Но многие московские обыватели остерегались говорить восторженные слова о первом медицинском светиле, пока он не испытан в самом трудном деле — врач на Руси проявлялся в борьбе с эпидемиями.
«Мудров в двадцать четыре часа посылается на чуму, — писал историк Михаил Погодин о поездке легендарного врача в 1830 году в Поволжье. — Какое славное поручение. Остановить смерть, которая со всеми ужасами несется на отечество».

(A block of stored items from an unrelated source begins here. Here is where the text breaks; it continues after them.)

PR #972, opened 2022-02-01
Moved regcomp(3)-specific RegexPattern code inside RegexPattern     Also moved non-ACL regex configuration parsing code inside ConfigParser. It is possible to move ACL (data) regex configuration parsing code as well, but that move is a lot more complex due to regex-pattern-joining optimizations, and there are no immediate plans to support non-regcomp(3) regexes in ACL data. We may do that move later as we get more experience with non-regcomp(3) regexes and decide to join them too.     These moves clean up existing regex-using code and allow adding support for non-regcomp(3) regexes (e.g., regexes based on C++11 <regex>) without adjusting ConfigParser::regex() callers. Such support would also require "virtualizing" RegexPattern. To avoid increasing complexity and hurting performance, that (simpler) step should be done only if we decide to actually add support for non-regcomp(3) regexes.

rousskov:
The above changes allowed us to improve RegexData error reporting: Squid
no longer reports REs _optimization_ failure when it is an individual RE
that is broken (and reported as such). Squid still ignores the fact that
broken REs can be "optimized" into a completely "different" valid
combined RE: We do not compile individual REs unless optimization fails.

Also simplified and polished affected code.

### DIFF
--- a/src/ConfigParser.cc
+++ b/src/ConfigParser.cc
@@ -9,6 +9,7 @@
 #include "squid.h"
 #include "acl/Gadgets.h"
 #include "base/Here.h"
+#include "base/RegexPattern.h"
 #include "cache_cf.h"
 #include "ConfigParser.h"
 #include "Debug.h"
@@ -477,17 +478,29 @@ ConfigParser::RegexStrtokFile()
     return token;
 }
 
-char *
-ConfigParser::RegexPattern()
+RegexPattern *
+ConfigParser::regex(const char *expectedRegexDescription)
 {
-    if (ConfigParser::RecognizeQuotedValues) {
-        debugs(3, DBG_CRITICAL, "FATAL: Can not read regex expression while configuration_includes_quoted_values is enabled");
-        self_destruct();
-    }
+    if (RecognizeQuotedValues)
+        throw TextException("Cannot read regex expression while configuration_includes_quoted_values is enabled", Here());
+
+    SBuf pattern;
+    int flags = REG_EXTENDED | REG_NOSUB;
+
     ConfigParser::RecognizeQuotedPair_ = true;
-    char * token = NextToken();
+    const auto flagOrPattern = token(expectedRegexDescription);
+    if (flagOrPattern.cmp("-i") == 0) {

Через три месяца эпидемия холеры (Погодин оговорился, упоминая чуму) в Поволжье прекратилась, и Мудров со славою вместе с коллегами и учениками (среди них был будущий драматург и историк театра Федор Кони) вернулся в Москву. Но не прошло и года, как холера начала косить петербуржцев. Мудрова попросили приехать в Северную столицу. Накануне отъезда, оказавшегося роковым, он писал Чаадаеву:
«Мой друг и благодетель! Тяжко расставаться с Москвой, к которой привык, которую люблю. Жаль университет! Тяжко расставаться с близкими, с вами, а долг велит ехать».
Матвей Мудров выполнил свой долг до конца. На могильной гранитной плите отдаленного холерного кладбища Куликова поля близ Петербурга остались слова:
«Под сим камнем погребено тело Матвея Яковлевича Мудрова, старшего члена Медицинского совета Центральной холерной комиссии, доктора, профессора и директора Клинического института Московского университета, действительного статского советника и разных орденов кавалера, окончившего земное поприще свое после долговременного служения человечеству на христианском подвиге подавания помощи зараженным холерою в Петербурге и падшего от оной жертвой своего усердия. Полезного жития ему было 55 лет. Родился 25 марта 1776 года, умер 8 июля 1831 года».